Copy each entry below without any change.

### DATA TO PROCESS ###

PR #530, opened 2025-11-10
[API 2] Add Cross validation for perturbation based methods

jpaillard:
- This PR builds on top of #449, but the diff became too large, so it became easier to start over from main. 
- It implements  `CFImportanceCV`, `PFImportanceCV`, and `LOCOImportanceCV`. I am open to suggestions for the name
- I also took this opportunity to rewrite the diabetes example.


src/hidimstat/conditional_feature_importance.py
```diff
@@ -289,3 +289,111 @@ def cfi_importance(
         P-values for importance scores. 
     """,
 )
+
+
+class CFImportanceCV(BasePerturbationCV):
```
bthirion: It would be more consistent to call it 'CFICV' ?

test/test_permutation_feature_importance.py
```diff
@@ -229,3 +229,48 @@ def test_pfi_reproducibility_with_rng(pfi_test_data):
...
+)
+def test_pfi_cv(data_generator):
+    """
+    Test that PFI with cross-validated estimator works as expected. In particular,
+        - Empirical FDP is below the target FDR level
+        - Power is above 0.8, which is an arbitrary threshold
+
+    Notes
+    -----
+     - Even though the only the expected FDP should be controlled, in practice
```
bthirion:
```suggestion
     -  Although only the expected FDP is controlled in theory, in practice
```

test/test_conditional_feature_importance.py
```diff
@@ -848,3 +850,43 @@ def test_cfi_reproducibility_with_rng(cfi_test_data):
...
+        estimators=estimators,
+        cv=cv,
+        random_state=0,
+        n_jobs=5,
+    )
+    cfi_cv.fit_importance(X, y)
+    selected = cfi_cv.fdr_selection(fdr=0.05)
+
+    alpha = 0.05
+    tp = np.sum([int(i) in important_features for i in np.where(selected)[0]])
```
bthirion: this is a bit awkward, but could be addressed in future PR

bthirion (approved):
LGTM, thx !

test/test_conditional_feature_importance.py
jpaillard: I changed it to use the fdp_power function instead.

###

*EXERCISE OUTPUT*:
PR #530, opened 2025-11-10
[API 2] Add Cross validation for perturbation based methods

jpaillard:
- This PR builds on top of #449, but the diff became too large, so it became easier to start over from main. 
- It implements  `CFImportanceCV`, `PFImportanceCV`, and `LOCOImportanceCV`. I am open to suggestions for the name
- I also took this opportunity to rewrite the diabetes example.


src/hidimstat/conditional_feature_importance.py
```diff
@@ -289,3 +289,111 @@ def cfi_importance(
         P-values for importance scores. 
     """,
 )
+
+
+class CFImportanceCV(BasePerturbationCV):
```
bthirion: It would be more consistent to call it 'CFICV' ?

test/test_permutation_feature_importance.py
```diff
@@ -229,3 +229,48 @@ def test_pfi_reproducibility_with_rng(pfi_test_data):
...
+)
+def test_pfi_cv(data_generator):
+    """
+    Test that PFI with cross-validated estimator works as expected. In particular,
+        - Empirical FDP is below the target FDR level
+        - Power is above 0.8, which is an arbitrary threshold
+
+    Notes
+    -----
+     - Even though the only the expected FDP should be controlled, in practice
```
bthirion:
```suggestion
     -  Although only the expected FDP is controlled in theory, in practice
```

test/test_conditional_feature_importance.py
```diff
@@ -848,3 +850,43 @@ def test_cfi_reproducibility_with_rng(cfi_test_data):
...
+        estimators=estimators,
+        cv=cv,
+        random_state=0,
+        n_jobs=5,
+    )
+    cfi_cv.fit_importance(X, y)
+    selected = cfi_cv.fdr_selection(fdr=0.05)
+
+    alpha = 0.05
+    tp = np.sum([int(i) in important_features for i in np.where(selected)[0]])
```
bthirion: this is a bit awkward, but could be addressed in future PR

bthirion (approved):
LGTM, thx !

test/test_conditional_feature_importance.py
jpaillard: I changed it to use the fdp_power function instead.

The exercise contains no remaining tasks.